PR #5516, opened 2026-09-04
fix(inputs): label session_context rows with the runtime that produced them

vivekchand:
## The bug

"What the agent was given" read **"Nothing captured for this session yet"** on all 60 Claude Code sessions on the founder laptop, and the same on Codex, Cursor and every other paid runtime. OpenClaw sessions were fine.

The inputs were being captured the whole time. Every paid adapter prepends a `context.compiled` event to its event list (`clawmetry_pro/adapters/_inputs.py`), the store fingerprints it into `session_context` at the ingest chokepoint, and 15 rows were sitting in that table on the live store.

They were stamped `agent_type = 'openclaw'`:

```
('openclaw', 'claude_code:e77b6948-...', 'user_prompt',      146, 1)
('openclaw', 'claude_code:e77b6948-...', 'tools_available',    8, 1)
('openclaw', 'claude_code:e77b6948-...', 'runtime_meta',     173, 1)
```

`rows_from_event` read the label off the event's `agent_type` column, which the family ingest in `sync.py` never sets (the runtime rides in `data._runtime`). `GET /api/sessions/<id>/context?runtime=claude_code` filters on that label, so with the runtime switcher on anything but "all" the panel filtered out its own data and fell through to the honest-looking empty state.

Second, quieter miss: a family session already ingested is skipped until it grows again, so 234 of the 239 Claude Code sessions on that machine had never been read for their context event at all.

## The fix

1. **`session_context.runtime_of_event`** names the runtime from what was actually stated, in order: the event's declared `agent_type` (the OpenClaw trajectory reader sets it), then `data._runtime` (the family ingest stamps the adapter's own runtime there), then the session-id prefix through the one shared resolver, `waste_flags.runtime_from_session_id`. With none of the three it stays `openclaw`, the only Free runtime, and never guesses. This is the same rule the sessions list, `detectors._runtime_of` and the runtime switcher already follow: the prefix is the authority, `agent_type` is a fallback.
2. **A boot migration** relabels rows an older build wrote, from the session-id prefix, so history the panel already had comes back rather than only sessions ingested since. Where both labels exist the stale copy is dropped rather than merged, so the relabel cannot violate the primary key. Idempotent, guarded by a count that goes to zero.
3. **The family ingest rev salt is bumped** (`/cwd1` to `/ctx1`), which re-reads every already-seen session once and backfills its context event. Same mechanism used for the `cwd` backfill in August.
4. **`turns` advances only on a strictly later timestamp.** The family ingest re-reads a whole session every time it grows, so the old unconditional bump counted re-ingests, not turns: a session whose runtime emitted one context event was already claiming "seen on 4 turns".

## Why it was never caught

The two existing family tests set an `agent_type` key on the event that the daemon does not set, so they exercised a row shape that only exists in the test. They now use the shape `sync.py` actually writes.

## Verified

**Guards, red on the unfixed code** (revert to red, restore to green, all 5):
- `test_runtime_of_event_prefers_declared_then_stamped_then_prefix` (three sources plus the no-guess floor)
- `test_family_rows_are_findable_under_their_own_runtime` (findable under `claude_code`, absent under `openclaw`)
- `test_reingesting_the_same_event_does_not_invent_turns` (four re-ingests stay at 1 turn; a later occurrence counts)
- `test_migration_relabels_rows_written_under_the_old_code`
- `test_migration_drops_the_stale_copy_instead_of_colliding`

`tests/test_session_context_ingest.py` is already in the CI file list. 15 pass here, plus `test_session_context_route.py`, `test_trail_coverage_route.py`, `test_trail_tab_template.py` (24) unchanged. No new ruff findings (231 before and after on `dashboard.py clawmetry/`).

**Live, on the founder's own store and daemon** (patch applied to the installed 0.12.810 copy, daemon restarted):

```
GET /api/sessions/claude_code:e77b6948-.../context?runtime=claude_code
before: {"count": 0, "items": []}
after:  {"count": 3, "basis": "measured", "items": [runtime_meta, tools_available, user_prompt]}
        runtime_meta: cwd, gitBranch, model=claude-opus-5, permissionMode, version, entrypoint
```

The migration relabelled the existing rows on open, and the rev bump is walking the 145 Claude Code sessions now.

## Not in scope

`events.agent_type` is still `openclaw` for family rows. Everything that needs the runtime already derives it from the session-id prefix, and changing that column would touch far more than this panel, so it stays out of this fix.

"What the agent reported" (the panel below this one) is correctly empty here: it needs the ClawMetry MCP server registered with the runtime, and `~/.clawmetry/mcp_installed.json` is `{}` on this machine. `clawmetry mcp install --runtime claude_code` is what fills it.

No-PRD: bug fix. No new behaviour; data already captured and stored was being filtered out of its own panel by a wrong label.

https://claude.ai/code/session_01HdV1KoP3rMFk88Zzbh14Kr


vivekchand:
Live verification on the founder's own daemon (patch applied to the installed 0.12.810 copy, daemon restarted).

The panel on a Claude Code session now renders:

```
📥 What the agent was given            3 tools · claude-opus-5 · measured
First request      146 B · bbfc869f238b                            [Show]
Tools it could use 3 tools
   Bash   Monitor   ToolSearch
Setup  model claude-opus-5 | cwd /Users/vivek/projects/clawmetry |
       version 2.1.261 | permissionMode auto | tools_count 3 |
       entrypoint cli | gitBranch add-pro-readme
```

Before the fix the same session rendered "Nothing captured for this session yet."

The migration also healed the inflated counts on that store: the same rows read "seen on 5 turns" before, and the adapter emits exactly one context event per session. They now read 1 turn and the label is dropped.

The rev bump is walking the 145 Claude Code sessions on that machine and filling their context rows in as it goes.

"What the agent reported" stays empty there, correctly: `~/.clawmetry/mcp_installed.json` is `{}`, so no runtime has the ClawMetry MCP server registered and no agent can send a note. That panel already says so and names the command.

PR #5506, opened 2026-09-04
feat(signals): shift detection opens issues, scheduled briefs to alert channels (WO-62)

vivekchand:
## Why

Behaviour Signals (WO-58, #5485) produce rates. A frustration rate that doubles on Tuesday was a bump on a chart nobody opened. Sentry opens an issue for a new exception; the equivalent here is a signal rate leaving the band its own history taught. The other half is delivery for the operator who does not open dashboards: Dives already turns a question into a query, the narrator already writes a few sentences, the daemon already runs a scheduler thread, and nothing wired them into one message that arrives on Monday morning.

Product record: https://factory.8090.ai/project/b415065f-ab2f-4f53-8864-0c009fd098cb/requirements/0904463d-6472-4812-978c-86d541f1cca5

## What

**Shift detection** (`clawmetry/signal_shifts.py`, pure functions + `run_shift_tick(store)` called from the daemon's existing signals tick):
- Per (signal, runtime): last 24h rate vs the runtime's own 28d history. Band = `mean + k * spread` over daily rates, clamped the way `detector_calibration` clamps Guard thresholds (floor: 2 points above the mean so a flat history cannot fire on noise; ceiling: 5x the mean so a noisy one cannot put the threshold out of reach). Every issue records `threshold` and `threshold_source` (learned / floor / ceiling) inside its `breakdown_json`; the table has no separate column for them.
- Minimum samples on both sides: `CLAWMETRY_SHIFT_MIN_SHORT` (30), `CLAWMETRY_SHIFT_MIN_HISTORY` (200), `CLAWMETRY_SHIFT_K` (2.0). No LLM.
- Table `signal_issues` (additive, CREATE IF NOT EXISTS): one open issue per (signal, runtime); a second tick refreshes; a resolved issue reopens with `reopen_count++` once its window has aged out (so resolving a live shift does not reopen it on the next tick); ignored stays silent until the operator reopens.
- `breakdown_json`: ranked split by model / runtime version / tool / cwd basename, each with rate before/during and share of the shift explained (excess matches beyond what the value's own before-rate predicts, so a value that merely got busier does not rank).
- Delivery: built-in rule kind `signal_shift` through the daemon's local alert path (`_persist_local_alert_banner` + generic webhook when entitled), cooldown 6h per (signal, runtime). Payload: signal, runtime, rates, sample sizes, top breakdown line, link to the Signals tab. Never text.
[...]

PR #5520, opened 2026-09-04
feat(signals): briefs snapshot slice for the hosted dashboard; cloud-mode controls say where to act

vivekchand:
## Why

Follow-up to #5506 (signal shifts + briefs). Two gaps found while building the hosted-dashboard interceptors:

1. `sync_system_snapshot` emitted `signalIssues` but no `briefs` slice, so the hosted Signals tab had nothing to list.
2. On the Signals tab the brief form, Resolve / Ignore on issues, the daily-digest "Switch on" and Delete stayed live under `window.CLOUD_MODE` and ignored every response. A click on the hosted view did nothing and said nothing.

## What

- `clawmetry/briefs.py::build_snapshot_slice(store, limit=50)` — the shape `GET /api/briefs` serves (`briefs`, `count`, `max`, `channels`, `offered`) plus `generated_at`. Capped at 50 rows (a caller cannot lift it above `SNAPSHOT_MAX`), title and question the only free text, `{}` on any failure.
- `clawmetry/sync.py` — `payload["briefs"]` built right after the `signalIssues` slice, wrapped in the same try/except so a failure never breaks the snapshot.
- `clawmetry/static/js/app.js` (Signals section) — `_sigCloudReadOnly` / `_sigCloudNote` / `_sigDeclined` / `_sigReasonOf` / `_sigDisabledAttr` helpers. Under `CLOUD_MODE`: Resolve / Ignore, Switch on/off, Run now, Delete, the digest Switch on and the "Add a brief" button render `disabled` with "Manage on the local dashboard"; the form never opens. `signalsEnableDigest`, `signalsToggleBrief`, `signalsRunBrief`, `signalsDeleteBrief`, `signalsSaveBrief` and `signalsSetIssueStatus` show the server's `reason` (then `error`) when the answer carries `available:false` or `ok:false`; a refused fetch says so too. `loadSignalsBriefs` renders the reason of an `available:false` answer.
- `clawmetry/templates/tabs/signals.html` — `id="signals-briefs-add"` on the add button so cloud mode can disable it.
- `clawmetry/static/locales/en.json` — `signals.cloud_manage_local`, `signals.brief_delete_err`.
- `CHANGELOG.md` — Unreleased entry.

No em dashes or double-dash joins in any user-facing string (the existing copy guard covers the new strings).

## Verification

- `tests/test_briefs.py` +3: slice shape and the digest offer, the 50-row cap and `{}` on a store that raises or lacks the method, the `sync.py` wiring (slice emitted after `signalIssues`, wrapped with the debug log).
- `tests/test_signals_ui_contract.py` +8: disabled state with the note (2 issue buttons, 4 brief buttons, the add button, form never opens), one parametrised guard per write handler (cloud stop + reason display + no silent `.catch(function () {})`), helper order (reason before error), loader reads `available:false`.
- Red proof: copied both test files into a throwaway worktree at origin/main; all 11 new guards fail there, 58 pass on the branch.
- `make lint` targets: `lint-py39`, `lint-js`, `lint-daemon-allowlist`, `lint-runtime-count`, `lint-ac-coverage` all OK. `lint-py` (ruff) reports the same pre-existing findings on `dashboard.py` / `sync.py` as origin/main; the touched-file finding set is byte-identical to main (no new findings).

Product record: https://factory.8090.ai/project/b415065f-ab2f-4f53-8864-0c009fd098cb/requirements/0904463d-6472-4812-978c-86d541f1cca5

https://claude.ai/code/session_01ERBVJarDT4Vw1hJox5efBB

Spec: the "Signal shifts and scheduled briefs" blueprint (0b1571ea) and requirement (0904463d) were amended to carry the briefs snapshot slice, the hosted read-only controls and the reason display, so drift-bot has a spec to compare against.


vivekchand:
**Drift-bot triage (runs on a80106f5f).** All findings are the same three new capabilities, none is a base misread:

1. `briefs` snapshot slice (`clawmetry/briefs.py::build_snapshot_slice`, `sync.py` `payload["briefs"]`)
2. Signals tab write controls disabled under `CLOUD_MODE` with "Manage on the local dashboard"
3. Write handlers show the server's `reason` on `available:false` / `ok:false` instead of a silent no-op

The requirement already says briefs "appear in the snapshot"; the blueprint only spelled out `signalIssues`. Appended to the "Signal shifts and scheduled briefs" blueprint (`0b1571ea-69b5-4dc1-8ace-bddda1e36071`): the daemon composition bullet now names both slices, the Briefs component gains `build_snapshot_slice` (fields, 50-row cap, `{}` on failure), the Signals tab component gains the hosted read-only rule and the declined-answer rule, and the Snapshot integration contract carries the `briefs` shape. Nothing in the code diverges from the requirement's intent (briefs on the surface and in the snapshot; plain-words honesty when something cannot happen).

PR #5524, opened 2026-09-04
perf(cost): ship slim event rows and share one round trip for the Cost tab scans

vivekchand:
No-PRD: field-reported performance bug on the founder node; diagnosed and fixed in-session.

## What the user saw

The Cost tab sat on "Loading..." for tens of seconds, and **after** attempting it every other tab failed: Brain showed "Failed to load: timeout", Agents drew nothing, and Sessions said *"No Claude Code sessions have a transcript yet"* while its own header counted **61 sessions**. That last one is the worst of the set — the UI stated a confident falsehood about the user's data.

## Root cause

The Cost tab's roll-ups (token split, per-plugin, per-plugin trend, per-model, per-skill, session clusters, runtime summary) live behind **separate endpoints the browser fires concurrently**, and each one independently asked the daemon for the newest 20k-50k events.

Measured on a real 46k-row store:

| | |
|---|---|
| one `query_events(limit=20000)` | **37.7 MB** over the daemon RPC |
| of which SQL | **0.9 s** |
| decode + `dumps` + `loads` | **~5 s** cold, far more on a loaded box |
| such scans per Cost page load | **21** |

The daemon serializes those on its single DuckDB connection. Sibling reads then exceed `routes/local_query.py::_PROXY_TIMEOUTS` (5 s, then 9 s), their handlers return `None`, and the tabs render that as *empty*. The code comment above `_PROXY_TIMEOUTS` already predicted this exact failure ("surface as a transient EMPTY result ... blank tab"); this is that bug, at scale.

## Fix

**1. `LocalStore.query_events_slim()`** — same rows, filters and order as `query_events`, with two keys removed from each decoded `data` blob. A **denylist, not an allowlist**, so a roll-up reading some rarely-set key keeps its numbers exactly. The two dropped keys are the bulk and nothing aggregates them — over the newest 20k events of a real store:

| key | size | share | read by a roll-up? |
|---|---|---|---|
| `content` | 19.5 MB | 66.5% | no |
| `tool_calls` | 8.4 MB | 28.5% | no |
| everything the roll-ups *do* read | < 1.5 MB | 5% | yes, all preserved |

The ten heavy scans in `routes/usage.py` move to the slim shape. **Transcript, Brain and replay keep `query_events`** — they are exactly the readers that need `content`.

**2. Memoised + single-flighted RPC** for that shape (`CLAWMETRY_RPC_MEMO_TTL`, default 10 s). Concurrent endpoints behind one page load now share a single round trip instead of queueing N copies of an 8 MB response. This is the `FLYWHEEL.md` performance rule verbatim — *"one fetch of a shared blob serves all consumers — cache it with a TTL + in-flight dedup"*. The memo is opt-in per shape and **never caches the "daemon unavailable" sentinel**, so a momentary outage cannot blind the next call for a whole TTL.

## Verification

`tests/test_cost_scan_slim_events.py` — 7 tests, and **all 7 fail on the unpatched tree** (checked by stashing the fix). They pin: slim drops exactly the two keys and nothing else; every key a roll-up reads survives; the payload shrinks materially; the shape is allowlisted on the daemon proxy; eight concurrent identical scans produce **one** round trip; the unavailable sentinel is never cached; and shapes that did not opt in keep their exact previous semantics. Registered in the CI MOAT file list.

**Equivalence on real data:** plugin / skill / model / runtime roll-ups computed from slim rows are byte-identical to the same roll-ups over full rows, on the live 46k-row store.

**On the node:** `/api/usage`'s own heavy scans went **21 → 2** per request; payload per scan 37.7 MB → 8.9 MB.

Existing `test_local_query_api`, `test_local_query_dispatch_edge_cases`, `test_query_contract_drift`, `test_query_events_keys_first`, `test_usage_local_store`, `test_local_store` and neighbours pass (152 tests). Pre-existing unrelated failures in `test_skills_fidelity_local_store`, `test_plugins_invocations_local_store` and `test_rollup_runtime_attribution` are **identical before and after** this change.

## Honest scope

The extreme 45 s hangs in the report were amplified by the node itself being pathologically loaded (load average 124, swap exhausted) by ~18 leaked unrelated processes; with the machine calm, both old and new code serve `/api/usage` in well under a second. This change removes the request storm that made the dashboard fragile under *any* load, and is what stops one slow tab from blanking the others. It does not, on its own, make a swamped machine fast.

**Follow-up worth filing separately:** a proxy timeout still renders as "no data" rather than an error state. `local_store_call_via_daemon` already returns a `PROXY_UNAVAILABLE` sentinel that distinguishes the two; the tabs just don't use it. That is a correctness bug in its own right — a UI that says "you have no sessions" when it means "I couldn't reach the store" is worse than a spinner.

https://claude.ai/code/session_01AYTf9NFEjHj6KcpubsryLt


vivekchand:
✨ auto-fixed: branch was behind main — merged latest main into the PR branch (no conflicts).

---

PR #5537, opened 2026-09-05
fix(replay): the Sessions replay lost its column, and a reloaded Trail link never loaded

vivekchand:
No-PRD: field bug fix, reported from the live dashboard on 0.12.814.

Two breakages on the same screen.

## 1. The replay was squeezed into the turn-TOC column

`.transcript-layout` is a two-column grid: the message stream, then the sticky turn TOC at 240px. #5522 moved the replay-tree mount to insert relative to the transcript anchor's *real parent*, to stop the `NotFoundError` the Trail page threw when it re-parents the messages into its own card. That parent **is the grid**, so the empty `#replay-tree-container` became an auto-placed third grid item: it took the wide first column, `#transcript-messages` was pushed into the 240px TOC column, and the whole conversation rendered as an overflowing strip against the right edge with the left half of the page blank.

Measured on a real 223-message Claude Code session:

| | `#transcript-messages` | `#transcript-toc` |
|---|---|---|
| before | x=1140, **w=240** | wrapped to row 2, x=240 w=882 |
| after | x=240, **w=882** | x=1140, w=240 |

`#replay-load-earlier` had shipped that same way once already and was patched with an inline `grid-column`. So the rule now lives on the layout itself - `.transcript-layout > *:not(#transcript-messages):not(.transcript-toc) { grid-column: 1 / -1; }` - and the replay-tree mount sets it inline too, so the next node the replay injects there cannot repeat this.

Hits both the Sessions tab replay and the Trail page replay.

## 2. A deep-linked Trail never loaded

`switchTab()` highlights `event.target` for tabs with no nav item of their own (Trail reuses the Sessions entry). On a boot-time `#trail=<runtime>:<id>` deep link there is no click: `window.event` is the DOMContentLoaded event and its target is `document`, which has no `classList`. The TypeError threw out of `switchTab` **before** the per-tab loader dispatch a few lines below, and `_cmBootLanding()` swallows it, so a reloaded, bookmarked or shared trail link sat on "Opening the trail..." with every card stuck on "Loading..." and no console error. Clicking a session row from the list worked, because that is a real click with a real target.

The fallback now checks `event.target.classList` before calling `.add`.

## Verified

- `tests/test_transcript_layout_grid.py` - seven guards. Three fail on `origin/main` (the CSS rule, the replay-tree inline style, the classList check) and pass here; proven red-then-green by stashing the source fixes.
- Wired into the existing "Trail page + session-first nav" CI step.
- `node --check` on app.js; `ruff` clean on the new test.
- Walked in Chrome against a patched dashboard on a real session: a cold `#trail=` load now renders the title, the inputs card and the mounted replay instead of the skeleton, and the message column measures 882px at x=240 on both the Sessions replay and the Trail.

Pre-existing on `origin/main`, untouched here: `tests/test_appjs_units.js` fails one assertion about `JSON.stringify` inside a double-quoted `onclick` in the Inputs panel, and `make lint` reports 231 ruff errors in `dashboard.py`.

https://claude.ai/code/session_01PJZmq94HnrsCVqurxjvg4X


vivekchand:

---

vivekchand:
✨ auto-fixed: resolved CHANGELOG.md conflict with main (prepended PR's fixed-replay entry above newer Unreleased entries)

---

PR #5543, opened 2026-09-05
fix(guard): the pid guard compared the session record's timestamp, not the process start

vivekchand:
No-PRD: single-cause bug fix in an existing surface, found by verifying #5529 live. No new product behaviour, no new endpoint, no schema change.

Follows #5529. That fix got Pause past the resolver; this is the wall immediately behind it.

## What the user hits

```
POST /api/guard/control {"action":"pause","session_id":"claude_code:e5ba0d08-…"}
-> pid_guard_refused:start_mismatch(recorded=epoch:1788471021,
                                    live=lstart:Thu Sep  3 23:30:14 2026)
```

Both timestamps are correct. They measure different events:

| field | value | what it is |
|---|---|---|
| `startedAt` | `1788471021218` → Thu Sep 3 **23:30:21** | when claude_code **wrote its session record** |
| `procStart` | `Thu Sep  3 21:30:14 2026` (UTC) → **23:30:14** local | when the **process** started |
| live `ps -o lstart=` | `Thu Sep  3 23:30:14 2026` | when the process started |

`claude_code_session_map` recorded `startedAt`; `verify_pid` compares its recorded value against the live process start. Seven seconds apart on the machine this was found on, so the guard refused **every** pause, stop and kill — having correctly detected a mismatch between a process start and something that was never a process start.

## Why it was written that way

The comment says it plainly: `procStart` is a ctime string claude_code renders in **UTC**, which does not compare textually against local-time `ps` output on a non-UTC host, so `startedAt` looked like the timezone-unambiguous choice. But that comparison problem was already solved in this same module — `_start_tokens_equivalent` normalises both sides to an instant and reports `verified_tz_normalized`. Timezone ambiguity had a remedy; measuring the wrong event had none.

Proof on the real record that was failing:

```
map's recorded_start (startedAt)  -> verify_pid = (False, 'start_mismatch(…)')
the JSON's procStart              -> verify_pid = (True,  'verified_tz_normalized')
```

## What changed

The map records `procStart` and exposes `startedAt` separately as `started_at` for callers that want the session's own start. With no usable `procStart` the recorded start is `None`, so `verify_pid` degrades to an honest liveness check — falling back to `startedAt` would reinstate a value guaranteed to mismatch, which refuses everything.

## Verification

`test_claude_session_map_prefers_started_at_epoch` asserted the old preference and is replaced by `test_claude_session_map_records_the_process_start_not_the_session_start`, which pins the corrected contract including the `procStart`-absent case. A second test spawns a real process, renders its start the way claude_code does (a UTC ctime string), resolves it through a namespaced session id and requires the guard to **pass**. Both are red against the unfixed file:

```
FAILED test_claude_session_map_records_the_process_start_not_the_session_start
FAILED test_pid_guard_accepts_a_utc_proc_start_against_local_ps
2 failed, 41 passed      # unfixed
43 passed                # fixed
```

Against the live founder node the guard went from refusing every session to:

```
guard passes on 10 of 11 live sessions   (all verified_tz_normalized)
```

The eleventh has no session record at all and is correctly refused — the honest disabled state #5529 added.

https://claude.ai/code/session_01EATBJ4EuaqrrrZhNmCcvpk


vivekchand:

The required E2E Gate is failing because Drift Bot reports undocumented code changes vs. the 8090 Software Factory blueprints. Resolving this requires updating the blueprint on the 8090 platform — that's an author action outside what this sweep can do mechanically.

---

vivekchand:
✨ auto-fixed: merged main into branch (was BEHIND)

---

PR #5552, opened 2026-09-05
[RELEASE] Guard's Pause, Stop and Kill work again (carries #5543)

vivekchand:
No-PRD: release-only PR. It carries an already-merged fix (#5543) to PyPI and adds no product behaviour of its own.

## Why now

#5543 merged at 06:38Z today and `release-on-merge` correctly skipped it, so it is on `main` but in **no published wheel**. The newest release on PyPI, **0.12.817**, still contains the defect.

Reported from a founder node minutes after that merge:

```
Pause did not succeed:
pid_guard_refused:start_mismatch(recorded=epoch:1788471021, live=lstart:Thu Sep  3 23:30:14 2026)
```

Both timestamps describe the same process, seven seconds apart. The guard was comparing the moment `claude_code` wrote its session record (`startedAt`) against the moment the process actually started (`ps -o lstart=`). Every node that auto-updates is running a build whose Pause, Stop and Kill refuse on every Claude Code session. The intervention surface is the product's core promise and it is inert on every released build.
******************************
*What the task requires*. Looking at the material above, please copy exactly every line from its first line through the line containing "sessions were fine.", with both ends included and nothing else.

*Problem solution*.
PR #5516, opened 2026-09-04
fix(inputs): label session_context rows with the runtime that produced them

vivekchand:
## The bug

"What the agent was given" read **"Nothing captured for this session yet"** on all 60 Claude Code sessions on the founder laptop, and the same on Codex, Cursor and every other paid runtime. OpenClaw sessions were fine.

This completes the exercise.